Murder in Lichtenfels: Nine and a half years in prison for killing flower seller – Bavaria

It was almost eleven months ago that the people in Lichtenfels in Upper Franconia were hit “to the core”. The Lichtenfels district administrator Christian Meißner (CSU) chose this formulation at the time in view of what had just happened in the previously peaceful district town: a woman, 50, murdered in a flower shop, found by passers-by. “Such an act stuns me,” Meißner said at the time. On Tuesday, a verdict was handed down in the Coburg regional court against an 18-year-old who confessed to the crime: He has to go to prison for nine and a half years for murder in conjunction with robbery resulting in death, as the court announced.

This was just below the demands of the public prosecutor and the co-prosecution, who had pleaded for ten years in prison. Essentially, however, the court followed the accusation – and not the defendant’s version. After his arrest at the end of March 2023, he initially remained silent, but then at the beginning of the trial, excluding spectators and the press, he made a statement about his defense attorney, which judicial press spokesman Timm Hain then informed.

In it, the young man admitted that he had killed the woman – but not with intent. His version of things: The defendant wanted to take a fishing course when his savings suddenly disappeared. He suspected family members. He then decided to rob a store, but in several cases he hesitated out of fear. The same thing happened in the flower shop. Until he realized that he was running out of time because it was already evening and the shops were closing. Then he returned to put his plan into action: a robbery – not a homicide.

The defense attorney explained why this happened: his client had threatened the woman with a knife. But only after she called for help and blocked the defendant’s exit did he attack her in a panic out of the scuffle. The young man, who apologized to the victim’s family for the crime, was aware of what he had done and that there was no justification for it.

The public prosecutor’s office, on the other hand, argued right up to the end and also in its plea that the young man had “purposefully murdered” the woman in order to get the proceeds.
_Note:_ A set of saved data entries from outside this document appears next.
PR #757, opened 2016-07-26
Breaking: Rename `.deep.property` to `.nested.property`

meeber:
- Previously, the `deep` flag had unexpected behavior when used with the
`property` assertion: Instead of switching from strict to deep equality,
it unlocked the ability to use dot and bracket notation when referencing
property names. This behavior now belongs to the new `nested` flag.
- assert.deepProperty renamed to assert.nestedProperty
- assert.notDeepProperty renamed to assert.notNestedProperty
- assert.deepPropertyVal renamed to assert.nestedPropertyVal
- assert.notDeepPropertyVal renamed to assert.notNestedPropertyVal

Note:
- #744 is a prerequisite for this PR. I recommend reviewing #744 first, and then only reviewing the newest commit in this PR.
- This PR is a prerequisite for completing #743 in such a way that `.include` internally leverages `.property` when performing property assertions while providing a consistent, intuitive experience.

### DIFF
--- a/lib/chai/core/assertions.js
+++ b/lib/chai/core/assertions.js
@@ -835,6 +835,9 @@ module.exports = function (chai, _) {
    *     var obj = { foo: 'bar' };
    *     expect(obj).to.have.property('foo');
    *     expect(obj).to.have.property('foo', 'bar');
+   *     expect(obj).to.not.have.property('baz');
+   *     expect(obj).to.not.have.property('foo', 'baz');
+   *     expect(obj).to.not.have.property('baz', 'bar');
    *
    *     // deep referencing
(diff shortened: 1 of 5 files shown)


keithamus:
LGTM 👍. @lucasfcosta

lucasfcosta:
Awesome job regarding the docs. Very clear instructions. :+1:
Code LGTM too. **But read this before merging**.

Regarding this one I have the same doubt as I've had [here](https://github.com/chaijs/chai/pull/744#issuecomment-239472847).
Shouldn't breaking changes be merged to `4.x.x` first instead of `master`?

PR #758, opened 2016-07-26
Add `.deep.property` for deep equality comparisons

### LINKED ISSUE #745: Unexpected meaning of `deep` flag in `property` assertion
There's an inconsistency with the meaning of the `deep` flag. Consider these examples:

```js
const obj = {a: 1};
expect(obj).to.deep.equal({a: 1});  // Currently passes thanks to deep equality
expect([obj]).to.have.deep.members([{a: 1}]);  // Currently passes thanks to deep equality
expect([obj]).to.deep.include({a: 1});  // Will pass thanks to deep equality once Issue #743 is fixed
expect({foo: obj}).to.deep.include({foo: {a: 1}});  // Will pass thanks to deep equality once Issue #743 is fixed
expect({foo: obj}).to.have.deep.property('foo', {a: 1});  // Fails due to using strict equality
```

The reason the last example fails is because the `deep` flag has a different meaning when applied to the `.property` assertion than it does when applied to any other assertion. Instead of switching from strict to deep equality, the `deep` flag unlocks the ability for the developer to use dot or bracket notation in their `.property` assertion:

```js
const obj = {a: 1};
expect({foo: obj}).to.have.deep.property('foo.a', 1);
```

That's pretty cool, but the inconsistency of the `deep` flag creates a confusing developer experience and brings sadness to my soul. It also makes it impossible for other assertions such as `.include` to internally leverage `.property` by passing along the `deep` flag, as noted in https://github.com/chaijs/chai/issues/743#issuecomment-230186471.

I propose the following breaking change:

- Make the `deep` flag perform a deep equality comparison when used with the `.property` assertion.
- Add either a `nested` or `inner` flag to inherit the old behavior of the `deep` flag, allowing dot or bracket notation in the `.property` assertion.

Examples:

```js
const obj = {a: 1};
expect({foo: obj}).to.have.deep.property('foo', {a: 1});
expect({foo: obj}).to.have.nested.property('foo.a', 1);

const obj2 = {a: {b: 2}};
expect({foo: obj2}).to.have.deep.nested.property('foo.a', {b: 2});
```

meeber:
Notes:
- #744 and #757 are prerequisites for this PR. I recommend reviewing them first, and then only reviewing the newest commit in this PR.
- This PR is a prerequisite for completing #743 in such a way that `.include` internally leverages `.property` when performing property assertions while providing a consistent, intuitive experience.
- Resolves #745

### DIFF
--- a/lib/chai/core/assertions.js
+++ b/lib/chai/core/assertions.js
@@ -835,6 +835,9 @@ module.exports = function (chai, _) {
    *     var obj = { foo: 'bar' };
    *     expect(obj).to.have.property('foo');
    *     expect(obj).to.have.property('foo', 'bar');
+   *     expect(obj).to.not.have.property('baz');
+   *     expect(obj).to.not.have.property('foo', 'baz');
+   *     expect(obj).to.not.have.property('baz', 'bar');
    *
    *     // deep referencing
    *     var deepObj = {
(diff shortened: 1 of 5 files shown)


keithamus:
LGTM 👍. @lucasfcosta?

lucasfcosta:
LGTM too.

meeber:
Let's see if this works:  LGTM

lucasfcosta:
Reposting because LGTM was down before.

PR #760, opened 2016-07-28
Breaking: Fix `.include` to always use strict equality

meeber:
- Previously, `.include` was using strict equality for non-negated property
inclusion, but deep equality for negated property inclusion and array
inclusion. This fix causes `.include` to always use strict equality.

Note:

- #744, #757, and #758 are prerequisites for this PR. I recommend reviewing them first, and then only reviewing the newest commit in this PR.
- This PR is a prerequisite for completing #743.

### DIFF
--- a/lib/chai/core/assertions.js
+++ b/lib/chai/core/assertions.js
@@ -7,6 +7,7 @@
 
 module.exports = function (chai, _) {
   var Assertion = chai.Assertion
+    , AssertionError = chai.AssertionError
     , toString = Object.prototype.toString
     , flag = _.flag;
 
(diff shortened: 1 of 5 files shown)


keithamus:
Yup, LGTM. @lucasfcosta?

lib/chai/core/assertions.js
```diff
@@ -221,6 +222,17 @@ module.exports = function (chai, _) {
    *     expect([1,2,3]).to.include(2);
    *     expect('foobar').to.contain('foo');
    *     expect({ foo: 'bar', hello: 'universe' }).to.include({ foo: 'bar' });
+   * 
+   * By default, strict equality (===) is used.
```
lucasfcosta: Maybe this line isn't totally clear for anyone using the library.
When saying that this uses `strict` equality this may not be exactly clear for everyone. This is because when saying that this assertion uses this kind of comparison I would expect (if I just read the docs) the following assertion to throw an error:

```js
expect({foo: obj1, bar: obj2}).to.include({foo: obj1});
```

Because **I would expect it to compare the object I passed as a parameter to the include method to the one I passed to `expect`, and, since they would not be the same instance, strict equality would be false** and therefore I would expect an `Error` to be raised.

Maybe we could explain this a little better, just to make things as clear as possible, I'm not sure everyone will get it right this way.

What do you guys think?

meeber: @lucasfcosta Agreed. Updated with an explanation.

meeber:
@lucasfcosta @keithamus New version pushed!

lucasfcosta:
Excelent explanation. The inner working of this assertion is now very clear.
LGTM.

Issue #766, opened 2016-08-06
Make proxies optional


meeber:
Some people might not want to have their assertions boxed inside proxies, perhaps due to performance considerations. Since proxies are already automatically disabled in environments that don't support proxies, it should be easy to also make it possible to manually disable them via a Chai config value.

meeber:
This is a good opportunity for anyone wanting to contribute to Chai. New contributors encouraged. Post a comment here before starting so no one duplicates effort. Also please review the [contributor guidelines] (https://github.com/chaijs/chai/blob/master/CONTRIBUTING.md) before opening a PR. The team is happy to answer any questions.

Requirements:

- Add tests proving that proxies are used when `useProxy` is `true`, and aren't used when `useProxy` is `false` (see [test/configuration.js] (https://github.com/chaijs/chai/blob/master/test/configuration.js))
- The new tests should only be run if the current environment supports proxies (see [test/expect.js] (https://github.com/chaijs/chai/blob/fbb4a4e085eca9520146a94ea5fdade7d4508442/test/expect.js#L13-L36) for example)
- Add a new config directive called `useProxy` that defaults to `true` (see [lib/chai/config.js] (https://github.com/chaijs/chai/blob/master/lib/chai/config.js))
- Update logic to only use proxies when `useProxy` is set to `true` (see [lib/chai/utils/proxify.js](https://github.com/chaijs/chai/blob/master/lib/chai/utils/proxify.js))
- If the user's environment doesn't support proxies, then the existing behavior of not using proxies should be maintained, even if the value of `useProxy` is set to `true`

vieiralucas:
Hello @meeber 
I'm interested in solving this issue.

Thank you

keithamus:
Hey @vieiralucas - if you're interested in fixing this then please, go right ahead and make a PR. Put it up as soon as you want us to critique it and we can make sure it's what we want before merging 👍

meeber:
Closed via https://github.com/chaijs/chai/pull/770

Issue #691, opened 2016-04-27
expect(null).to.be.within(0,10) does not fail assertion


helfer:
**Expected behavior:**
`expect(null).to.be.within(0,1)` should return false for any numbers a and b.

**Actual behavior:**
`expect(null).to.be.within(0,1)` returns true. Sam for other falsey values, I assume, and similar problem with true.

**Proposed fix:**
Within should check that the value is a number and reject if it isn't before comparing the range [here](https://github.com/chaijs/chai/blob/df4a261ec80f02889c02efeab16dfc7244bc0285/lib/chai/core/assertions.js#L769).

meeber:
Hi @helfer, thanks for the report!

As a workaround, I'd recommend the following form:
```js
expect(null).to.be.a('number').within(0,1)
```

I would worry about the implications of rejecting non-numbers here. Your example returns `true` because `null` gets coerced into a number (specifically, `+0`) by the `<=` and `>=` operators, per the ECMAScript spec. If anyone out there has written tests that rely on this per-spec coercion, then backward compatibility will be broken. Which isn't necessarily a problem, if this is deemed to be a bug in the `within` logic.

But what about other types of coercion? These valid tests would start failing if only numbers were allowed through:

- expect("3").to.be.within(1,4)
- expect("b").to.be.within("a", "c")

So what we might actually be talking about here is allowing some types of per-spec coercions to occur, but not others. I dunno. It feels like a tough sell, but at the same time I agree it's disorienting for `null` to return `true` in the specific example you provided. However, I also think the already-available workaround is an elegant solution.

Thoughts?

helfer:
@meeber Thanks, the workaround makes sense, I'll use that.

The main reason I was surprised by this behavior is that all the examples in the documentation use numbers, and do not suggest that within coerces other types. I know Javascript is quite loose when it comes to comparators, but I think most people would expect a testing library to be much less tolerant.

To keep backwards compatibility, it's probably best not to change the behavior, but the documentation should be updated to mention that this works with other types and that a('number') should be used if a number is expected.

meeber:
Agreed. If we move forward with the current functionality, then the documentation should indicate so and include examples of coercion. Additionally, tests should be added demonstrating the coercion.

Going to leave this issue open for awhile for further feedback and/or possible pull-request-wanted for docs/tests update.

keithamus:
[...]

PR #768, opened 2016-08-12
Fix indentation of includeStack at config

vieiralucas:
Hello guys,

I was looking at #766, when suddenly, I had an OCD attack when I saw this poorly indented line 😄
I understand that this is clearly me being nitpicking and I will be totally fine if you think that this should not be merged.

Thanks

### DIFF
--- a/lib/chai/config.js
+++ b/lib/chai/config.js
@@ -13,7 +13,7 @@ module.exports = {
    * @api public
    */
 
-   includeStack: false,
+  includeStack: false,
 
   /**
    * ### config.showDiff


keithamus:
LGTM 😆 

@meeber? @lucasfcosta? Could use your expert eyes here.

guax:
👾

keithamus:
OMG I didn't even notice we have another contributor named Lucas! This is definitely a conspiracy.

meeber:
@keithamus We need to remain vigilant at all times. The Lucas Syndicate has already announced their intentions for world domination per [this comment] (https://github.com/chaijs/chai/issues/691#issuecomment-215993108). I think they perceive Chai as a stepping stone toward that end.

PR #770, opened 2016-08-13
Make proxies optional Fix #766

### LINKED ISSUE #766: Make proxies optional

vieiralucas:
Hello

First of all, thank you @meeber for describing what, where and how to do this.
All I had to do was add the code. You are awesome.

Please let me know if I'm missing something here.

Thank you all ❤️


lib/chai/config.js
```diff
@@ -50,6 +50,21 @@ module.exports = {
    * @api public
    */
 
-  truncateThreshold: 40
+  truncateThreshold: 40,
 
+  /**
+   * ### config.useProxy
+   *
+   * User configurable property, define if chai will use a Proxy to throw
```
lucasfcosta: **Nitpicky Warning:** The word `define` here should be written as `defines`, shouldn't it?
(Please correct me if I'm wrong, I'm not a native speaker)

test/configuration.js
```diff
@@ -167,6 +167,33 @@ describe('configuration', function () {
...
+      expect(false).to.be.tue; // typo: tue should be true
+    };
+
+    it('should have default value equal to true', function() {
+      expect(chai.config.useProxy).to.be.true;
+    });
+
+    describe('when true', function() {
+      it('should use proxy unless user\'s environment doesn\'t support', function() {
+        if (typeof Proxy !== 'undefined' || typeof Reflect !== 'undefined') {
```
lucasfcosta: Here we will never test the `else` clause on environments that do support `Proxy`.
What do you guys think about assigning `undefined` to `Proxy` after testing it if the environment supports it, just to see if the code inside the `else` clause will still be valid on every environment? Otherwise, if we test only on environments with `Proxy` support, that condition will never be tested.

lucasfcosta:
BTW I forgot to thank you for this awesome PR.
Since we get to talk to each other almost everyday on college I forgot that.
Just left some minor notes about grammar and another thought I had about test's coverage.

lib/chai/config.js
meeber: Agreed on "defines" over "define".

Also maybe be a bit more explicit on the purpose of this feature. For example adding onto the end:

"...non-existent property is read, which protects users from typos when using property-based assertions."

vieiralucas: Agreed with both you guys. I add the suggestions.
Thanks

test/configuration.js
meeber: The `if` clause should only be tested if both Proxy and Reflect are defined. Therefore, we want `&&` here instead of `||`.

meeber:
@vieiralucas Awesome work sir. Thanks for doing this :D 

It looks like you already fixed one of the two line comments I made while reviewing. Once the other is resolved I think this is set to merge.

Btw, how does one go about joining the Lucas Syndicate? Is being named Lucas a hard requirement?

test/configuration.js
vieiralucas: @lucasfcosta I'm not very happy with an `if` inside the unit test to. This is making the test, test a thing or another depending on a condition, which is very strange. But for chai's context, as we talked it might be a good solution.

@meeber Wow, nice catch. You are absolutely right, thank you.

meeber:
LGTM :D

vieiralucas:
@meeber Thank you, and all the maintainers of chai for making this project such a friendly place to new contributors.

I believe that being named Lucas would be a requirement for joining our Syndicate, but maybe we can add an exception for you.

test/configuration.js
lucasfcosta: Yeah, nice catch.
Also, @meeber and @keithamus what do you think about what we talked regarding always testing the code inside the `else` clause? I'd love to hear your opinion on this matter :smile:

meeber: @lucasfcosta I'm in favor of keeping it the way it is. I prefer achieving complete test coverage by testing in different environments and browsers rather than shimming stuff or whatever the opposite of shimming would be by setting a built-in to `undefined`.

lib/chai/config.js
```diff
@@ -50,6 +50,22 @@ module.exports = {
...
+  truncateThreshold: 40,
 
+  /**
+   * ### config.useProxy
+   *
+   * User configurable property, defines if chai will use a Proxy to throw
+   * an error when a non-existent property is read, which protects users
+   * from typos when using property-based assertions.
+   *
+   * Set it to false if you want to disable this feature.
```
meeber: I just had another thought on this: We should mention that this feature is automatically disabled regardless of this config value in environments that don't support proxies.

vieiralucas: Agreed, should I put this before the example or after?

```javascript
  /**
   * ### config.useProxy
   *
   * User configurable property, defines if chai will use a Proxy to throw
   * an error when a non-existent property is read, which protects users
   * from typos when using property-based assertions.
   * This feature is automatically disabled regardless of this config value
   * in environments that don`t support proxies.
   *
   * Set it to false if you want to disable this feature.
   *
   *     chai.config.useProxy = false;  // disable use of Proxy
   *
   * @param {Boolean}
   * @api public
   */
```

vs

```javascript
  /**
   * ### config.useProxy
   *
   * User configurable property, defines if chai will use a Proxy to throw
   * an error when a non-existent property is read, which protects users
   * from typos when using property-based assertions.
   *
   * Set it to false if you want to disable this feature.
   *
   *     chai.config.useProxy = false;  // disable use of Proxy
   *
   * This feature is automatically disabled regardless of this config value
   * in environments that don`t support proxies.
   *
   * @param {Boolean}
   * @api public
   */
```

meeber: I like the second

vieiralucas: Done

meeber:
LGTM

lucasfcosta:
LGTM to me too.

Both the public prosecutor’s office and the lawyer for the co-plaintiff referred to the evidence at the crime scene, which contradicted an emotional act by the defendant and spoke in favor of a planned act.

And that’s how the court saw it, which also pointed out in its reasoning that the young man could have borrowed the 300 euros for the state fishing test from family members, but deliberately did not do so and instead planned the robbery.

Traces of blood on the cash register indicated intent

On the evening of the crime, he pretended to be a customer to the saleswoman “and decided to stab her in order to get possession of the day’s earnings.” And not – as he described – as a short-circuit reaction. But rather intentionally, as evidenced by the traces at the crime scene: At the exit, where he said the fight had taken place, there was no evidence of such a fight. However, blood was found at the checkout. It can therefore be assumed that he stabbed the woman before reaching into the cash register.

In addition, there was an agreement between the victim and his boss that he would not offer any resistance in the event of an attack. The defendant also turned off the radio and lights in the store to “delay discovery” – which speaks against “leaving the store in a panic.”

The court saw three characteristics of murder as being met: greed, treachery and the intention to commit another crime through the killing. For an adult, this would have meant life imprisonment. However, the young man was convicted under juvenile criminal law because he was only 17 years old at the time of the crime. The verdict is not yet legally binding.

The crime caused uncertainty in the city of Lichtenfels and the district of the same name and caused rumors to circulate. For example, that a serial perpetrator is going around. Right-wing populists exploited the murder and fueled xenophobic sentiment. District Administrator Meißner has been following all of this over the past few months and a few hours after the verdict he still doesn’t really know how to classify it. “I have mixed feelings,” he told SZ. On the one hand, it’s good that there is a verdict; for many in the population this is “a final line. But for the relatives it will never end.”